(SOURCE DATA)

PR #199, opened 2015-09-11
Add php7 into the build matrix

jwswj:
Add PHP7 into the build matrix, allowing it to fail for now.

@miogalang @joseconsador 

### Risks
- None


miogalang:
Wow eveything is actually passing on PHP 7. :+1:

Issue #201, opened 2015-09-21
PHP Fatal Error: Call to a member function getReasonPhrase() on a non-object


mtibben:
Using 04e31fba we're seeing the following error being thrown inside the Zendesk library:

```
vendor/zendesk/zendesk_api_client_php/src/Zendesk/API/Exceptions/ApiResponseException.php:22
Call to a member function getReasonPhrase() on a non-object
```

Given that it's a fatal error occurring inside the library we can't see the context in which this is occuring

joseconsador:
@mtibben Kindly provide us with more details so we can look further into the issue. What endpoints/methods were you trying to use? Are you able to make the sample (https://github.com/zendesk/zendesk_api_client_php/blob/master/samples/getTickets.php) work? Thanks

PR #202, opened 2015-09-22
Use guzzle's exception message

joseconsador:
Fixes the fatal error from #201 .
The response object from the ResponseException is NULL, which causes this error.
Instead of getting the fatal error, an exception in the following format will be received instead.

```
Zendesk\API\Exceptions\ApiResponseException: Error completing request [url] http://foo.com [http method] GET
```

Uses Guzzle's RequestException::create() method to generate the exceptions, below is a sample of a ClientException.

```
Zendesk\API\Exceptions\ApiResponseException: Client error response [url] https://z3njosemanila.zendesk.com/api/v2/tickets/99999999.json [http method] GET [status code] 404 [reason phrase] Not Found [details] {"error":"RecordNotFound","description":"Not found"}
```

Added a test for handling situations where the server returns no response or the connection is closed.

/cc @miogalang @jwswj @iandjx @pdeuter 

### References
 - Jira link: 

### Risks
 - Medium: Exceptions and cases not covered in ApiResponseException::__construct() may not be caught.

### DIFF
--- a/src/Zendesk/API/Http.php
+++ b/src/Zendesk/API/Http.php
@@ -85,8 +85,8 @@ class Http
             list ($request, $requestOptions) = $client->getAuth()->prepareRequest($request, $requestOptions);
             $response = $client->guzzle->send($request, $requestOptions);
         } catch (RequestException $e) {
-            $exception = RequestException::create($e->getRequest(), $e->getResponse());
-            throw new ApiResponseException($exception);
+            $requestException = RequestException::create($e->getRequest(), $e->getResponse());
+            throw new ApiResponseException($requestException);
         } finally {
             $client->setDebug(
                 $request->getHeaders(),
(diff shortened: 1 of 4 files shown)


src/Zendesk/API/Http.php
```diff
@@ -85,7 +85,8 @@ public static function send(
             list ($request, $requestOptions) = $client->getAuth()->prepareRequest($request, $requestOptions);
             $response = $client->guzzle->send($request, $requestOptions);
         } catch (RequestException $e) {
-            throw new ApiResponseException($e);
+            $exception = RequestException::create($e->getRequest(), $e->getResponse());
```
jwswj: $requestException might be a better variable name

jwswj:
looks good

src/Zendesk/API/Http.php
joseconsador: :haircut:

miogalang:
:+1:

jwswj:
:+1:

PR #213, opened 2015-10-20
Add request body to exception message

joseconsador:
Adds the request body to the exception message, in cases where no response is returned from the API call.

/cc @miogalang @jwswj @mmolina @iandjx @pdeuter

### References
 - Jira link: 

### Risks
 - None


miogalang:
:+1:

PR #219, opened 2015-11-04
[MI-331] Add option to set additional headers to the client

joseconsador:
Add option to set additional headers to the client. Initial use-case for this is to keep track of requests made per integration.

/cc @zendesk/mintegrations @mmolina @miketineo

### References
 - Jira link: https://zendesk.atlassian.net/browse/MI-331

### Risks
 - Medium: default headers could be overwritten and unexpected responses/requests could be sent.

### DIFF
--- a/src/Zendesk/API/Http.php
+++ b/src/Zendesk/API/Http.php
@@ -47,11 +47,11 @@ class Http
             $options
         );
 
-        $headers = [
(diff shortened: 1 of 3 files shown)


jwswj:
:+1:

miogalang:
:+1:

PR #227, opened 2015-12-09
Fix the route for finding a trigger

miogalang:
Fix the route to use when finding a trigger

/cc @zendesk/mintegrations @mmolina @miketineo

### References
 - Jira link: 

### Risks
 - None


miogalang:
This is wrong i was looking at zopim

(End SOURCE DATA)

§ TASK DIRECTIONS:
Where in the entries does the word "route" occur? Copy out each line that has it.

§ RESPONSE TO THE EXERCISE:
Fix the route for finding a trigger
Fix the route to use when finding a trigger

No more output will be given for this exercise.